Algo de mais substancial está a chegar, o vento intensifica-se, chove de forma moderada.


----------



## Snifa (5 Out 2009 às 16:51)

6.4 mm, chove intensamente, rajada de vento há momentos 51Km/h de SSW


----------



## jpmartins (5 Out 2009 às 17:06)

As imagens de satélite começam a mostrar algo de substancial a SW, que deverá começar a entrar aqui pelo litoral Norte já nas próximas horas.
Estou com net móvel, não estou a conseguir carregar as imagens.


----------



## Snifa (5 Out 2009 às 17:18)

Chove muito...gotas grossas...

acumulado: *10 mm*

Vento SSW: *40Km/h*

Temp: *19.5 ºc*

Humidade:94%

Pressão: 1011.7 hpa


----------



## criz0r (5 Out 2009 às 17:20)

Relativa quantidade de precipitação por quase todo o Litoral Norte neste momento e parece que vão ter mais..


----------



## Gilmet (5 Out 2009 às 17:55)

Por Canidelo, o *João Soares* relatava, há pouco, chuva e trovoada!

Em 5 minutos acumulou *4mm* de precipitação!

Temperatura nos 22,0ºC, após uma mínima de *20,5ºC*.


----------



## stormiday (5 Out 2009 às 18:11)

Por Aveiro chove moderado como já não via há muito tempo 
Vento 28.0 km/h SSE
Pluviosidade na última hora 1mm
20.1ºC  82%
1011.5 hpa


----------



## jpmartins (5 Out 2009 às 18:23)

Chove intensamente por aqui, 10.3mm em +/- 30 minutos. Que saudades tinha de ver chover assim 

Rajada max. 45.3km/h

Edit: a estação ainda está a debitar mm, vai nos 11.3mm


----------



## jpmartins (5 Out 2009 às 20:10)

Agora que a noite chegou, tudo mais calmo, céu muito nublado, vento fraco de SE.

Temp. actual: 18.9ºC
HR: 87%

Precipitação(24h): 12.4mm


----------



## frederico (5 Out 2009 às 20:13)

Um off-topic sobre uma situação ridícula. Hoje, como se sabe, até choveu bem aqui pelo Litoral Norte durante a tarde.
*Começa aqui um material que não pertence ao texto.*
PR #1187, opened 2023-02-09
Exploration: add list support to doc/component-api/property component

MelSumner:
It would be useful to have a list in the component description in the api docs. What do we think?

Here it is in use to help further clarify the `@column` use for the `Hds::Table` component: 

CleanShot 2023-02-09 at 12 40 45

Some notes: 
- it'll need some tweaking for the design (the bullets should fall in line, the vertical spacing is off, maybe we want the code and/or badges to be a little different?) 
- the CSS classes aren't correct as a result, but was trying to replicate what already existed for exploration purposes
- current limitation: values can't contain any code themselves (it all breaks 😭 )


MelSumner:
Replaced with #1197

Ora, acontece que fui agora à rua e os aspersores dos relvados aqui dos prédios onde moro estão todos a funcionar, e não são um ou dois, são imensos! Tanta treta em torno de poupar água e preservar o ambiente, e depois fazem isto!

Não sei se os aspersores fazem parte do condomínio ou da Câmara da Maia, mas vou fazer queixa... ali estão à uma hora a desperdiçar água.


----------



## Veterano (5 Out 2009 às 20:48)

Condições actuais: vento moderado a forte de sul, chuva fraca a moderada.


----------



## AnDré (5 Out 2009 às 21:16)

A estação do wunderground de Ílhavo, registou bastante precipitação nos últimos 10 minutos.

A responsável por isso, deverá ser a mancha de precipitação intensa registada pelo radar do IM ao largo de Aveiro.





Desta feita, a estação leva 25,9mm acumulados hoje.


À frente segue a estação de Paredes de Coura que contabiliza já 62,8mm hoje.


----------



## JPNunes (5 Out 2009 às 21:22)

Em oliveira de azeméis chove torrencialmente desde ha 20min. 
Dps de um dia quente e em que a chuva nao caíu, agr toda de uma só vez. A temperatura mantem-se mt agradavel a rondar os 20graus.


----------



## PedroAfonso (5 Out 2009 às 21:28)

Segundo a TSF:

Chuva forte no final da A29, penso que em Aveiro originou bastantes lençóis de água e circula-se lentamente na zona;

Em Paços de Ferreira (Mata Real) chove com intensidade e vento moderado a forte.


----------



## jpmartins (5 Out 2009 às 21:40)

PedroAfonso disse:


> Segundo a TSF:
> 
> Chuva forte no final da A29, penso que em Aveiro originou bastantes lençóis de água e circula-se lentamente na zona;
> 
> Em Paços de Ferreira (Mata Real) chove com intensidade e vento moderado a forte.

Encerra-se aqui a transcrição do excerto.